REQUIRED WORK
Only the lines from the one containing "PR #9553, opened 2016-08-25" through the one containing "The issue is" should be printed, exactly as they appear below, with both ends included.

INFORMATION PROVIDED
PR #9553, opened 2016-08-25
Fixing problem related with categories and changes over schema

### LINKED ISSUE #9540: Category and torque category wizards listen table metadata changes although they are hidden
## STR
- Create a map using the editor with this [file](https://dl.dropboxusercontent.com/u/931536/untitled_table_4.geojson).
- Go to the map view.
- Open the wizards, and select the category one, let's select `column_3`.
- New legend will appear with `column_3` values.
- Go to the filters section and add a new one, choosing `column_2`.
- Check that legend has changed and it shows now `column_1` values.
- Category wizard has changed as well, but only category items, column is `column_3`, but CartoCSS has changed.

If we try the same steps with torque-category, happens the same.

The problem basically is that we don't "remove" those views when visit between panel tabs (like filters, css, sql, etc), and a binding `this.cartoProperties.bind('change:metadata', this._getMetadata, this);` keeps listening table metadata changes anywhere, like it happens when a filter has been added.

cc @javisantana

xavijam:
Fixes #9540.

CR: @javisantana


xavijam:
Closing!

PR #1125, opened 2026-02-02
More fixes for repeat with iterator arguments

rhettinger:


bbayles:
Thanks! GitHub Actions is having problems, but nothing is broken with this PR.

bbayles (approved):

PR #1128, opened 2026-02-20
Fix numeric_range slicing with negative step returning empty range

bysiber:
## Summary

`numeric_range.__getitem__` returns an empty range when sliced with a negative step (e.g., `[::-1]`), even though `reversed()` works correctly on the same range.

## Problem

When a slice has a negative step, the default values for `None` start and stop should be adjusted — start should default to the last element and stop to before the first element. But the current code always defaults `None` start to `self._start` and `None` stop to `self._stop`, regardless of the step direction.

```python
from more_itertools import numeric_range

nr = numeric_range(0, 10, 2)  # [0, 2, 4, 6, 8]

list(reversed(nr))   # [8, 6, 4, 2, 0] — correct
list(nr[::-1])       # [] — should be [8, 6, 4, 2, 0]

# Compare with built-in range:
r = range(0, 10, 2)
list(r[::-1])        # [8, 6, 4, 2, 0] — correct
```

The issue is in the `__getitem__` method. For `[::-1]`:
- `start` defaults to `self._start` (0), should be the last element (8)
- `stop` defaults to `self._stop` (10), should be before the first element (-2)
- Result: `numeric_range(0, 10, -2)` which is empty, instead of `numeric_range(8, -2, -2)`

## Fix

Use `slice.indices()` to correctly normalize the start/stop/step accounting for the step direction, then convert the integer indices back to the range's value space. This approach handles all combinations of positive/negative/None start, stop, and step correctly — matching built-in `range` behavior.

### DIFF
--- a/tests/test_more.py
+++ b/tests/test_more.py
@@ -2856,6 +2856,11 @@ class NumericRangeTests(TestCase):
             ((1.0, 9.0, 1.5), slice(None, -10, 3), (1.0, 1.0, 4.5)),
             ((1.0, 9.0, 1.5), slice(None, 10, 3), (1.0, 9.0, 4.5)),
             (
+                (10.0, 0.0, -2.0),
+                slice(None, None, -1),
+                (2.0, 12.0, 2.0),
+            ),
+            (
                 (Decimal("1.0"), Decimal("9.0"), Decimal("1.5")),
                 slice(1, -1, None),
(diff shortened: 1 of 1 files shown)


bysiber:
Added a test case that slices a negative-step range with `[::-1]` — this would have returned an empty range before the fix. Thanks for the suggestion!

...

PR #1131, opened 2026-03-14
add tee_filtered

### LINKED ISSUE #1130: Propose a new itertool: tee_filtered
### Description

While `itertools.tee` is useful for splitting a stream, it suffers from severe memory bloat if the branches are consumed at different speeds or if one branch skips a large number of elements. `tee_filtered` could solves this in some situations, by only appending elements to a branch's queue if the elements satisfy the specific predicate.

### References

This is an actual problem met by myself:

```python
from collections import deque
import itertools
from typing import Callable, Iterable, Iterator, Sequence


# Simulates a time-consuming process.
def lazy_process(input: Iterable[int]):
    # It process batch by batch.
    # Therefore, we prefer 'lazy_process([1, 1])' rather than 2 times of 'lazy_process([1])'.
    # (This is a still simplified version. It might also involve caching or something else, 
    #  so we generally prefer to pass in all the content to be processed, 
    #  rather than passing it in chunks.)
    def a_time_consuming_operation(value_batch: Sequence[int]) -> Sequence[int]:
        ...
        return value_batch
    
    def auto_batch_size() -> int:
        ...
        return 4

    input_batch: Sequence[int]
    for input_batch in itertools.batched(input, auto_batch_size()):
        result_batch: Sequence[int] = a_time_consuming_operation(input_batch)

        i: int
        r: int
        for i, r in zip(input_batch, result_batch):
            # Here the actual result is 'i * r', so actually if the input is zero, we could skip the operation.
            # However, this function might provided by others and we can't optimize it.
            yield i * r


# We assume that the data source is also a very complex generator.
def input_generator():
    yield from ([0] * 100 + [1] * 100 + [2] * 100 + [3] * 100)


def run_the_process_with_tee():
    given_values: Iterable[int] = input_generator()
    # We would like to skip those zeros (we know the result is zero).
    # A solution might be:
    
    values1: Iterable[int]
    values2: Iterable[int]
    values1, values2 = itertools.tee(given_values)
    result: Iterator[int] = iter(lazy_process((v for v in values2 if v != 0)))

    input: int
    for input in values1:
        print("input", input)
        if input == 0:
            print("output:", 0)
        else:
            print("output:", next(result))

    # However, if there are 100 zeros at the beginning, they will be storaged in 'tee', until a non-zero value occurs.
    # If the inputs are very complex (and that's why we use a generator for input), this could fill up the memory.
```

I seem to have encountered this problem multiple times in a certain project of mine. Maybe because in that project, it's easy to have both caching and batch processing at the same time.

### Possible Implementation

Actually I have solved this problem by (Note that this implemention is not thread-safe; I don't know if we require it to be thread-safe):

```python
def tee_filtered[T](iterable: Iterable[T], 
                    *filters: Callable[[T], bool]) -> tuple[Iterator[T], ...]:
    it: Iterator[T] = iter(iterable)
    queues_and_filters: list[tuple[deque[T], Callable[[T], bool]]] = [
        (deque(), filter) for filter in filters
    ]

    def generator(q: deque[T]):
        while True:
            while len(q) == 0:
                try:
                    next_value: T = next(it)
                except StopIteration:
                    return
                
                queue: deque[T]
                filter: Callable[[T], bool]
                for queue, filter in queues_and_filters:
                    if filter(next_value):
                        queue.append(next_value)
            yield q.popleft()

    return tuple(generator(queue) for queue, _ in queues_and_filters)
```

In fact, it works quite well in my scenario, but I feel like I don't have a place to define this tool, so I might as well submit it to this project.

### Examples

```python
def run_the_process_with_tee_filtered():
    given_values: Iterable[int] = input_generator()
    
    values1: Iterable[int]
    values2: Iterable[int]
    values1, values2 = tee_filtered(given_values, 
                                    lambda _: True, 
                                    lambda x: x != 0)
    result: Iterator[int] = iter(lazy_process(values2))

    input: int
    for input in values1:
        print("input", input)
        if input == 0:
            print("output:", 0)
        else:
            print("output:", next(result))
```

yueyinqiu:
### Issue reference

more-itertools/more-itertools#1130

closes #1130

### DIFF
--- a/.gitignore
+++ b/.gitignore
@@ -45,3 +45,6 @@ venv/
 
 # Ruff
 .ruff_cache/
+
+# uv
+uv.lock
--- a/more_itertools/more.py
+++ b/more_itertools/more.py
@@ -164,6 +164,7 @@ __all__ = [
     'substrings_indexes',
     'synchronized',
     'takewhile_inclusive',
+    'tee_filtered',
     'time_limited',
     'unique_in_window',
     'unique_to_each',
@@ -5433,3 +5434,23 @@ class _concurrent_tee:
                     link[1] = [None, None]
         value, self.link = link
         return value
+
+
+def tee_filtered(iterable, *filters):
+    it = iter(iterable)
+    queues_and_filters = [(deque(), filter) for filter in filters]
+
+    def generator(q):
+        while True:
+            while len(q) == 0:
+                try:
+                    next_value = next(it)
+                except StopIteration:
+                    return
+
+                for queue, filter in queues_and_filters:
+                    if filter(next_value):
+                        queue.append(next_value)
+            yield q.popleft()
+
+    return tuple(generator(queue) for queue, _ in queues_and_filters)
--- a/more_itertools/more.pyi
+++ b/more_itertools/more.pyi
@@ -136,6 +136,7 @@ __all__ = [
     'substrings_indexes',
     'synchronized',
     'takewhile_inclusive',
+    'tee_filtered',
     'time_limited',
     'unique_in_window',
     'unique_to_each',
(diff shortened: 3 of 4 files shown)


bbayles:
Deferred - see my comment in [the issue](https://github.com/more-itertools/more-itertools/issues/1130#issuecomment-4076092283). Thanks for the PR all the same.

SOLUTION FOR THIS TASK
PR #9553, opened 2016-08-25
Fixing problem related with categories and changes over schema

### LINKED ISSUE #9540: Category and torque category wizards listen table metadata changes although they are hidden
## STR
- Create a map using the editor with this [file](https://dl.dropboxusercontent.com/u/931536/untitled_table_4.geojson).
- Go to the map view.
- Open the wizards, and select the category one, let's select `column_3`.
- New legend will appear with `column_3` values.
- Go to the filters section and add a new one, choosing `column_2`.
- Check that legend has changed and it shows now `column_1` values.
- Category wizard has changed as well, but only category items, column is `column_3`, but CartoCSS has changed.

If we try the same steps with torque-category, happens the same.

The problem basically is that we don't "remove" those views when visit between panel tabs (like filters, css, sql, etc), and a binding `this.cartoProperties.bind('change:metadata', this._getMetadata, this);` keeps listening table metadata changes anywhere, like it happens when a filter has been added.

cc @javisantana

xavijam:
Fixes #9540.

CR: @javisantana


xavijam:
Closing!

PR #1125, opened 2026-02-02
More fixes for repeat with iterator arguments

rhettinger:


bbayles:
Thanks! GitHub Actions is having problems, but nothing is broken with this PR.

bbayles (approved):

PR #1128, opened 2026-02-20
Fix numeric_range slicing with negative step returning empty range

bysiber:
## Summary

`numeric_range.__getitem__` returns an empty range when sliced with a negative step (e.g., `[::-1]`), even though `reversed()` works correctly on the same range.

## Problem

When a slice has a negative step, the default values for `None` start and stop should be adjusted — start should default to the last element and stop to before the first element. But the current code always defaults `None` start to `self._start` and `None` stop to `self._stop`, regardless of the step direction.

```python
from more_itertools import numeric_range

nr = numeric_range(0, 10, 2)  # [0, 2, 4, 6, 8]

list(reversed(nr))   # [8, 6, 4, 2, 0] — correct
list(nr[::-1])       # [] — should be [8, 6, 4, 2, 0]

# Compare with built-in range:
r = range(0, 10, 2)
list(r[::-1])        # [8, 6, 4, 2, 0] — correct
```

The issue is in the `__getitem__` method. For `[::-1]`:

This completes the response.